This past year I have had the opportunity to speak to several seminary students, and I have another similar talk coming up. For the most recent talk, I had been asked to provide two lectures. One was on the etiology of sexual orientation; the other lecture was on whether orientation can change. At the end of the second lecture, I introduced the Sexual Identity Therapy (SIT) approach to working with people in my clinical practice, and I was reflecting with them on how it might be adapted for pastoral care.
I assume that pastoral care is different than professional counseling in any number of ways, but one way would likely be that there is more direction, more of a sense of a normative endpoint or something toward which the person is to move. I don’t know if all pastoral care providers function in this way, but it is an assumption I have about the nature of pastoral care.
In any case, this reminded me of the difference between telic congruence and organismic congruence as defined in the APA Task Force background document on appropriate therapeutic responses to sexual orientation.

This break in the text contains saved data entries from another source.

Issue #8078, opened 2024-09-26
🔐 Restrict Terraform Apply from Running on Branches/Pull Requests


connormaglynn:
### User Story

When creating a branch/pull request in a Modernisation Platform Repository. 
I expect to be unable to perform destructive operations through CI/CD, such as Terraform Apply. 
So that all destructive changes are required to go through reviews before being able to run.

### Value / Purpose

At the moment, users with write access to Modernisation Platform repositories can bypass the normal peer review process before running destructive actions due to open OIDC permissions given to the role which is assumed by the pipelines.

The value of this work is to ensure that peer reviews are enforced before any destructive changes are made to the platform.

### Additional Information

- Need to identify where we are creating OIDC roles and ensure that permissions are separated out into multiple roles: one for destructive actions (Terraform Apply) and one for non-destructive (Terraform Plan)

### Definition of Done

- [x] I am unable to run Terraform Apply on branches and pull requests by modifying the GitHub Workflow files
- [x] CI/CD processes continue to work as usual

kcbotsh:
This has been done in the root account already

sukeshreddyg:
Most of the workflows have been updated, but a few are still facing issues. I have raised follow-up stories for them.
https://github.com/ministryofjustice/modernisation-platform/issues/8613
https://github.com/ministryofjustice/modernisation-platform/issues/8590

PR #8530, opened 2024-11-19
Fix Missing Assume Roles in GitHub Actions OIDC Plan Role

sukeshreddyg:
This PR updates the GitHub Actions OIDC role to include the missing assume roles that were causing failures in the pipeline. Certain workflows were failing due to insufficient permissions for assuming the necessary roles, leading to execution errors. By adding the required assume roles to the OIDC role configuration, these failures will be resolved. #8078


Khatraf (approved):
lgtm

PR #13351, opened 2026-06-15
Terraform state kms backend remediation

Kudzai-moj:

https://github.com/orgs/ministryofjustice/projects/17/views/4?pane=issue&itemId=187213756&issue=ministryofjustice%7Cmodernisation-platform%7C13136

This PR updates Terraform/OpenTofu backend writes for `modernisation-platform-terraform-state` to send SSE-KMS backend config instead of relying on SSE-S3/AES256 behaviour.

Compatibility mode remains enabled, so existing member uploads should continue while the real bucket is validated.

Terraform init now passes the state bucket KMS key via backend config:

`kms_key_id = arn:aws:kms:eu-west-2:<modernisation-platform-account-id>:alias/s3-state-bucket`

The state bucket KMS key policy is also updated to allow MP OU principals to use the key for Terraform state reads/writes, restricted to S3 and the state bucket encryption context.

`enforce_kms_request_headers = false` is intentionally unchanged.

## How has this been tested?

A temporary cross-account mimic test was run in `modernisation-platform-environments`:

- `example-development` mimicked the platform-owned state bucket/KMS key
- `cooker-development` mimicked a member environment writing Terraform backend state
- the example bucket enforced strict SSE-KMS request headers

The cooker canary successfully wrote state to the example-owned bucket.

Confirmed state object metadata:

`ServerSideEncryption = aws:kms`

`SSEKMSKeyId = arn:aws:kms:eu-west-2:083957762049:key/xxxxxx`

This validates the cross-account backend write pattern in a strict mimic test. The real `modernisation-platform-terraform-state` bucket still needs validation after this PR is approved and applied.

1. Deploy the KMS key policy update.
2. Run the `modernisation-platform-environments` cooker branch against the real state bucket.
3. Confirm the real state object writes use SSE-KMS.
4. Monitor member Terraform plan/apply workflows before any follow-up strict enforcement change.

`enforce_kms_request_headers = false` remains enabled, so existing uploads without explicit SSE-KMS headers should continue to work.

Expected service impact is low, but the state bucket is platform-critical.

- [x] All checks have passed


markgov (approved):
LGTM

PR #13365, opened 2026-06-16
Terraform state kms backend combined remediation

Kudzai-moj:

https://github.com/orgs/ministryofjustice/projects/17/views/4?pane=issue&itemId=187213756&issue=ministryofjustice%7Cmodernisation-platform%7C13136&reload=1

This PR prepares the `modernisation-platform-terraform-state` bucket for Terraform/OpenTofu backend state and lock writes to use the platform customer-managed KMS key.

Backend initialisation needs to change in a follow-up PR because Terraform currently writes state with SSE-S3/AES256. Passing `kms_key_id` during `terraform init` makes Terraform send SSE-KMS headers for state and lock writes.

This PR adds the required KMS permissions before changing backend initialisation.

It updates the state bucket KMS key policy to allow state bucket use from:

- principals in the Modernisation Platform OU
- existing `sprinkler-development` bootstrap GitHub Actions roles

Access is restricted to S3 in `eu-west-2` and the Terraform state bucket encryption context.

It also adds the matching KMS permissions to member GitHub Actions plan/apply roles.

## How has this been tested?

A temporary cross-account test in `modernisation-platform-environments` confirmed that a member-style writer can write Terraform state to a strict SSE-KMS bucket using a customer-managed KMS key.

Confirmed state object metadata:

`ServerSideEncryption = aws:kms`

`SSEKMSKeyId = arn:aws:kms:eu-west-2:083957762049:key/xxxxxx`

This PR only deploys the required KMS/IAM permissions. The real state bucket write test will be run after this PR is applied, when the backend init change is raised separately.

- [x] All checks have passed

This PR is the permission-preparation step. The backend initialisation change is deliberately separated to avoid requiring new KMS permissions before they are live.


mikereiddigital (approved):
LG2M.

PR #13377, opened 2026-06-18
Update transit_gateway_connections.tf

ep-93:

https://github.com/ministryofjustice/modernisation-platform/actions/runs/27758970735

A try is added


mikereiddigital (approved):
lg2m

PR #13379, opened 2026-06-18
Pass KMS key for Terraform state backend

Kudzai-moj:

https://github.com/orgs/ministryofjustice/projects/17/views/4?pane=issue&itemId=187213756&issue=ministryofjustice%7Cmodernisation-platform%7C13136&reload=1

This PR updates Terraform/OpenTofu backend initialisation so state and lock writes to `modernisation-platform-terraform-state` use the platform customer-managed KMS key.

The required KMS key policy and member role permissions were deployed in the [previous PR](https://github.com/ministryofjustice/modernisation-platform/pull/13365).

Terraform was previously initialising the S3 backend with encryption enabled, but without a `kms_key_id`, so backend writes used SSE-S3/AES256.

This PR updates `scripts/terraform-init.sh` to pass:

`kms_key_id = arn:aws:kms:eu-west-2:<modernisation-platform-account-id>:alias/s3-state-bucket`

The account ID is resolved from existing environment/secrets sources, with `TERRAFORM_STATE_KMS_KEY_ID` available as an override for testing.

## How has this been tested?

A previous cross-account mimic test confirmed a member-style writer can write Terraform state to a strict SSE-KMS bucket using a customer-managed KMS key.

After this PR is applied, the [cooker canary](https://github.com/ministryofjustice/modernisation-platform-environments/pull/17213/changes) will be run against the real `modernisation-platform-terraform-state` bucket to confirm state writes use SSE-KMS.

- [x] All checks have passed

`enforce_kms_request_headers = false` remains enabled, so this does not yet enforce strict SSE-KMS headers.
Strict request-header enforcement should only be considered after the real state bucket canary confirms SSE-KMS writes are working as expected.


mikereiddigital (approved):
lg2m

PR #13435, opened 2026-06-25
handle container-platform member-delegation skips in bootstrap IAM

ASTRobinson:
**What**
This updates the bootstrap IAM OIDC assume-role policies to treat `container-platform-*` accounts the same way as the existing `container-platform-octo` exception.

**Why**
New container platform accounts such as `container-platform-hmpps` do not follow the standard `core-vpc-*` member-delegation lookup path. Without a skip, Terraform attempts to index a non-existent `core-vpc-live` entry and fails with an `Invalid index error`.

**Changes**
- replace the hard-coded `container-platform-octo` check with a `container-platform-*` prefix check
- apply the change in both member OIDC policy documents:
  - apply role policy
  - nuke role policy
- keep the defensive `account_ids` key existence check around the `core-vpc-*` lookup

**Outcome**
This allows creation of new `container-platform-*` accounts without breaking bootstrap IAM policy generation, while preserving the existing behaviour for `cloud-platform` and the already-created `container-platform-octo`.

### DIFF
--- a/terraform/environments/bootstrap/member-bootstrap/iam.tf
+++ b/terraform/environments/bootstrap/member-bootstrap/iam.tf
@@ -1100,8 +1100,8 @@ data "aws_iam_policy_document" "oidc_assume_role_member" {
     sid    = "AllowOIDCToAssumeRoles"
     effect = "Allow"
     resources = compact([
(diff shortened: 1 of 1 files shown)


mikereiddigital (approved):
lg2m

PR #13498, opened 2026-07-02
Fix KMS permissions for state bucket replication role

Khatraf:

While testing Object Lock on the Terraform state replication bucket, noticed that the replication bucket had not received recent replicated state objects. The replication role already had S3 replication permissions, but it did not have explicit KMS permissions to decrypt objects from the source state bucket key and encrypt replicated objects using the destination replica KMS key.

This PR adds an inline IAM policy to the Terraform state bucket replication role.

The policy allows the replication role to:

- decrypt source state bucket objects using the source KMS key in `eu-west-2`
- use the replica KMS key in `eu-west-1` when writing replicated objects to `modernisation-platform-terraform-state-replication`

The permissions are scoped with `kms:ViaService` and S3 encryption context conditions for the source and replication bucket ARNs.

## How has this been tested?

Tested this in the Example account.

{Please write here}

- [ ] All checks have passed

{Please write here}


mikereiddigital (approved):
lg2m

Issue #13221, opened 2026-06-01
Centralise VPC endpoints


davidkelliott:
### User Story

As an MP engineer
I want traffic to VPC endpoints to be centralised
So that hosting can save money
Initially this is being being built in MP but as a separate thing for CP
### Value / Purpose

Cost savings and networking simplification

### Context / Background

Currently VPC endpoints are located in the shared VPCs, it is best practice to use VPC endpoints to access AWS services rather than going over the public internet. However they cost per endpoint, by centralising them we save money.  Although this cost is not too extreme in MP, CP are rebuilding and will have many additional VPCs, AWS estimates potential savings of up to $180K by centralising these for the CP endpoints alone. Solution should use Route 53 profiles.

### Useful Contacts

David Elliott, Ky Truong, David Sibley

### Additional Information

Architectural pattern here - https://docs.aws.amazon.com/whitepapers/latest/building-scalable-secure-multi-vpc-network-infrastructure/centralized-access-to-vpc-private-endpoints.html

### Definition of Done

- [ ] New VPC with VPC endpoints created
- [ ] Routing in place
- [ ] create new tickets to migrate existing endpoints in MP

ASTRobinson:
Latest Diagram: 

<img width="3358" height="1591" alt="Image" src="https://github.com/user-attachments/assets/6cb785c7-be51-4357-8844-4365d0b404de" />

ASTRobinson:
Progress update on centralised VPC endpoints (for CP-first implementation in MP):
- Aligned with Cloud Platform / Container Platform on the cross-account sharing approach using AWS RAM for central endpoint consumption.
- Confirmed target design direction is centralised interface endpoints + Route 53 Profiles for private DNS resolution from consuming VPCs.
- Current workstream is focused on establishing the shared networking foundations first (RAM resource sharing, associations, and DNS/routing pattern), before endpoint migration.
- Next delivery steps are:
  1. Build new central VPC hosting the initial endpoint set.
  2. Put Route 53 profile associations and routing in place for consuming VPCs.
  3. Validate CP connectivity pattern end-to-end.
  4. Raise follow-on MP migration tickets for existing shared-VPC endpoints.

ASTRobinson:
ADR plan (draft)

**Title**: Centralised VPC Endpoints with Route 53 Profiles
**Status**: Proposed

**Context**
Endpoint-per-VPC model increases fixed cost and operational overhead.
CP scale-out materially increases projected spend.
[...]

PR #13499, opened 2026-07-02
Add route53profiles:* to MemberInfrastructureAccess role

ASTRobinson:
Adds `route53profiles:*` to the member bootstrap IAM policy to allow member accounts to associate Route53 Profiles with their VPCs.

This is required for onboarding to the centralised VPC endpoints hub (#13221). The centralised-endpoints Route53 Profile is shared via RAM to consumer accounts; without this permission, AssociateProfile calls fail with AccessDeniedException.


Kudzai-moj (approved):
lgtm

PR #13504, opened 2026-07-02
Fix Config logs S3 replication KMS permissions

Khatraf:

The `modernisation-platform-logs-config` bucket was failing replication to `modernisation-platform-logs-config-replication` bucket. Other core logging buckets, such as CloudTrail and Route53 public DNS logs, already allow the replication role the wider set of KMS actions needed for encrypted replication.

This PR updates the Config logs source KMS key policy so the S3 replication role can use the same KMS action set as the working replicated logging buckets.

The policy now allows the replication role to use:

- `kms:Decrypt`
- `kms:Encrypt`
- `kms:ReEncrypt*`
- `kms:GenerateDataKey*`
- `kms:DescribeKey`

## How has this been tested?

Tested in Example account. 

{Please write here}

- [ ] All checks have passed

{Please write here}

### DIFF
--- a/terraform/environments/core-logging/logs_config_s3_kms.tf
+++ b/terraform/environments/core-logging/logs_config_s3_kms.tf
@@ -51,9 +51,15 @@ data "aws_iam_policy_document" "kms_config_logs" {
   }
 
   statement {
-    sid       = "AllowReplicationAccess"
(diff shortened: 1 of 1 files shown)


mikereiddigital (approved):
lg2m

PR #13516, opened 2026-07-03
Add HMPPS and LAA accounts to centralised endpoint DNS share

ASTRobinson:
## What
Adds the HMPPS and LAA container-platform live/non-live accounts to the Route53 Profile RAM share for the centralised VPC endpoints DNS profile.

## Why
Ky requested that these additional container platform accounts receive the shared Route53 Profile so they can associate it with their VPCs and use the centralised interface endpoints.

Accounts added:
- container-platform-hmpps-nonlive
- container-platform-hmpps-live
- container-platform-laa-nonlive
- container-platform-laa-live

## Change
Updates `centralised_endpoint_consumer_accounts` in `terraform/environments/core-network-services/vpc-endpoints.tf` to include the four additional account IDs.

## Notes
This only expands the Route53 Profile RAM share principals; it does not change endpoint configuration or TGW routing.

### DIFF
--- a/terraform/environments/core-network-services/vpc-endpoints.tf
+++ b/terraform/environments/core-network-services/vpc-endpoints.tf
@@ -2,11 +2,15 @@ locals {
   centralised_endpoint_vpc_cidr = "10.20.240.0/20"
 
   centralised_endpoint_consumer_accounts = {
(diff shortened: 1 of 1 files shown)


mikereiddigital (approved):
lg2m

PR #13533, opened 2026-07-06
Handle non-standard DNS names for centralised interface endpoints

ASTRobinson:
## What
Adds explicit Route53 private zone name overrides for centralised interface endpoint services that do not follow the default `<service>.<region>.amazonaws.com` pattern.

## Why
Ky's endpoint validation showed several services resolving publicly or failing DNS because the current Terraform assumes all endpoint DNS names can be derived from the endpoint service name.

Affected services:
- Detective: `api.detective.<region>.amazonaws.com`
- ECR API: `api.ecr.<region>.amazonaws.com`
- ECR Docker: `dkr.ecr.<region>.amazonaws.com`
- EKS Auth: `eks-auth.<region>.api.aws`
- Kinesis Firehose: `firehose.<region>.amazonaws.com`

Also, ECR Docker image pulls use account-specific hostnames under `*.dkr.ecr.<region>.amazonaws.com`, so a wildcard alias record is required.

## Change
In `terraform/environments/core-network-services/vpc-endpoints.tf`:
- Add `centralised_endpoint_service_private_dns_zone_overrides` map for the non-standard services above
- Apply these overrides when constructing `centralised_endpoint_service_private_dns_zones`
- Add `aws_route53_record.centralised_endpoint_wildcard_alias_records` for `*.dkr.ecr.<region>.amazonaws.com` (ECR Docker)

## Validation
- Ran `terraform fmt` on the file
- Verified override keys match configured endpoint service keys in `centralised-vpc-endpoints.json`

## Expected outcome
These services should now resolve to private `10.20.24x.x` endpoint IPs via the shared Route53 Profile and be reachable over the centralised endpoint hub.

### DIFF
--- a/terraform/environments/core-network-services/vpc-endpoints.tf
+++ b/terraform/environments/core-network-services/vpc-endpoints.tf
@@ -20,9 +20,31 @@ locals {
     replace(endpoint_name, ".", "_") => "com.amazonaws.${data.aws_region.current.region}.${endpoint_name}"
   }
 
+  centralised_endpoint_service_private_dns_zone_overrides = {
+    detective          = "api.detective.${data.aws_region.current.region}.amazonaws.com"
+    ecr_api            = "api.ecr.${data.aws_region.current.region}.amazonaws.com"
+    ecr_dkr            = "dkr.ecr.${data.aws_region.current.region}.amazonaws.com"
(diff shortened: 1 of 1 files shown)


markgov (approved):
LGTM

PR #13572, opened 2026-07-15
Pilot Route53 Profile-native DNS for selected interface endpoints

ASTRobinson:
## What
Implements a phased migration path to the new Route53 Profiles + interface VPC endpoint integration in `core-network-services`.

This PR introduces a pilot cohort of endpoints that now use native profile endpoint associations (with endpoint Private DNS enabled), while the remaining endpoints continue on the existing self-managed PHZ/alias model.

## Why
Ky's testing showed a set of services with non-standard DNS naming behavior requiring bespoke PHZ exceptions and wildcard records under the legacy approach.

AWS now supports associating interface VPC endpoints directly with Route53 Profiles, which can eliminate much of that custom DNS management.

We are piloting with a small initial set agreed with Ky before expanding further.

## Pilot services moved to profile-native mode
- **SQS**
- **SNS**

### `terraform/environments/core-network-services/vpc-endpoints.tf`
- Split endpoints into two cohorts:
  - `centralised_interface_endpoint_services_legacy_dns`
  - `centralised_interface_endpoint_services_profile_native`
- Keep legacy endpoints on:
  - `private_dns_enabled = false`
  - self-managed Route53 PHZ + alias records
- Move pilot endpoints to:
  - `private_dns_enabled = true`
  - direct `aws_route53profiles_resource_association` to endpoint ARNs
- Scope PHZ/alias resources to legacy cohort only.

### `terraform/environments/core-network-services/output.tf`
- Update `centralised_interface_endpoint_arns` output to merge ARNs from both endpoint cohorts.

## Safety / migration behavior
- This is a phased, non-big-bang migration — starting with just SQS and SNS.
- Legacy behavior remains for all non-pilot services.
- Pilot services can be expanded incrementally by adding to `centralised_endpoint_profile_native_service_keys`.
- If the pilot validates successfully, remaining services will be migrated in follow-up PRs.

## Validation
- Ran `terraform fmt` on changed files.
- Coordinated pilot scope with Ky (Cloud Platform team).

### DIFF
--- a/terraform/environments/core-network-services/output.tf
+++ b/terraform/environments/core-network-services/output.tf
@@ -86,10 +86,16 @@ output "centralised_endpoint_vpc_id" {
 }
 
 output "centralised_interface_endpoint_arns" {
-  value = {
-    for name, endpoint in aws_vpc_endpoint.centralised_interface_endpoints :
-    name => endpoint.arn
-  }
+  value = merge(
+    {
+      for name, endpoint in aws_vpc_endpoint.centralised_interface_endpoints :
+      name => endpoint.arn
+    },
+    {
+      for name, endpoint in aws_vpc_endpoint.centralised_interface_endpoints_profile_native :
+      name => endpoint.arn
+    }
+  )
 }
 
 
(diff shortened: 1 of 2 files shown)


Khatraf (approved):
LGTM

PR #44, opened 2015-01-21
Fixes for serialization stream of graph datatypes.

ctsims:
Also added some better outputs during deserialziation process to better catch errors on the serialization/deserialization stream.

### DIFF
--- a/backend/src/org/commcare/suite/model/graph/BubbleSeries.java
+++ b/backend/src/org/commcare/suite/model/graph/BubbleSeries.java
@@ -18,6 +18,13 @@ import org.javarosa.xpath.parser.XPathSyntaxException;
 public class BubbleSeries extends XYSeries {
     private String mRadius;
     private XPathExpression mRadiusParse;
+    
+    /*
+     * Deserialization Only!
+     */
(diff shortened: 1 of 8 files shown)


backend/src/org/commcare/suite/model/graph/BubbleSeries.java
```diff
@@ -18,6 +18,13 @@
 public class BubbleSeries extends XYSeries {
     private String mRadius;
     private XPathExpression mRadiusParse;
+    
+    /*
+     * Deserialization Only!
```
wpride: Can you explain what these do for deserialization?

ctsims: @wpride For Sure!

The deserializtion engine has to be able to inflate a copy of each class using reflection, then it asks that class to deserialize itself against the current position in the input stream, as such it needs to have a constructor with no arguments to be able to instantiate a new copy.

In a world with no 1.3 compatibility, we'd likely want these constructors to be private and then we'd change their permissions through reflection so that the API was more clear, but so it goes.

PR #46, opened 2015-02-03
Multiple apps

amstone326:


czue:
:scream_cat:

orangejenny:
x-requested with https://github.com/dimagi/commcare-odk/pull/131

backend/src/org/commcare/suite/model/Profile.java
```diff
@@ -84,6 +88,21 @@ public Profile(int version, String authRef) {
...
+	 */
+	public String getUniqueId() {
+		return this.uniqueId;
+	}
+	
+	/*
+	 * Return whether this Profile was generated from an old version of profile.ccpr
+	 * (i.e. does not have a uniqueId or displayName)
+	 */
+	public boolean fromOld() {
```
orangejenny: Good that this is commented, but it's pretty vague. How about returning !fromOld and calling it multipleAppsEnabled?

backend/src/org/commcare/xml/ProfileParser.java
```diff
@@ -48,46 +47,57 @@ public Profile parse() throws InvalidStructureException, IOException, XmlPullPar
...
-        
-        Profile profile = new Profile(version, authRef);
+
+        // If this is an old version of the profile file and is therefore missing uniqueId,
+        // get it from the update URL
+        boolean fromOld = false;
+        if (uniqueId == null) {
+            fromOld = true;
+            int startIndex = authRef.indexOf("download") + 9;
+            int endIndex = authRef.indexOf("profile") - 1;
```
orangejenny: Paranoid, but perhaps this should use the indexOf(String str, int fromIndex) version and start from startIndex.

orangejenny:
Looks fine, just minor comments.

backend/src/org/commcare/suite/model/Profile.java
```diff
@@ -66,9 +69,12 @@ public Profile() {
      * is obsoleted by it. 
      * 
      */
-    public Profile(int version, String authRef) {
+    public Profile(int version, String authRef, String uniqueId, String displayName, boolean fromOld) {
         this.version = version;
         this.authRef = authRef;
+        this.uniqueId = uniqueId;
```
ctsims: these flags should be in the serialization, right?

phillipm:
Looks good after you address @ctsims serialization comment.

backend/src/org/commcare/suite/model/Profile.java
```diff
@@ -81,6 +92,30 @@ public int getID() {
...
+     * use the app name from Localization strings instead)
+     */
+	public String getDisplayName() {
+	    return this.displayName;
+	}
+
+    /**
+     * @return if this object was generated from an old version of the profile.ccpr file
+     */
+	public boolean oldVersion() {
```
ctsims: should be isOldVersion for conventions

tests/test/org/commcare/model/test/ProfileTests.java
```diff
@@ -83,4 +110,23 @@ private Profile getBasicProfile() {
             throw PersistableSandbox.wrap("Error during profile test setup", e);
         }
     }
+
+    // Return a Profile object constructed from a profile.ccpr file explicitly containing the
+    // fields necessary for multiple apps support
+    private Profile getMultipleAppsProfile() {
```
ctsims: This should probably just be the same method as above and take in a string arg that is the path

PR #47, opened 2015-02-04
make jenkins builds work with HQ

wpride:


application/build.xml
```diff
@@ -363,7 +363,6 @@
 		</zip>
 		<taskdef name="py-run" onerror="report" classname="org.pyant.tasks.PythonRunTask" classpath="${dir.tools}/pyAntTasks-1.3.jar"/>
 		<py-run script="${dir.postjad.new}/utilities/submit_build.py"/>
-		<delete dir="${build.zip.dir}"/>
```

Recall that telic congruence has to do with who the person wants to become and aligning one’s choices with that, while organismic congruence has to do with aligning one’s choices with who one experiences oneself to be.
It would seem to me that most pastoral care would rely more on telic congruence and have some say in what that congruence ought to look like. In contrast, much of mental health care has probably been based more on a sense of organismic congruence, but some clinicians may recognize the difference and may work with people who are interested in either type of congruence outcome.
An implication, then, might be that pastoral care ends up adapting SIT by not having as much of an open-ended quality to the various ways in which congruence might be experienced. Again, I don’t know that this is the case, but I would be interested in how pastoral care providers approach their work and consider these different ways of understanding congruence. It would seem to impact how sexual identity and religious identity conflicts are navigated.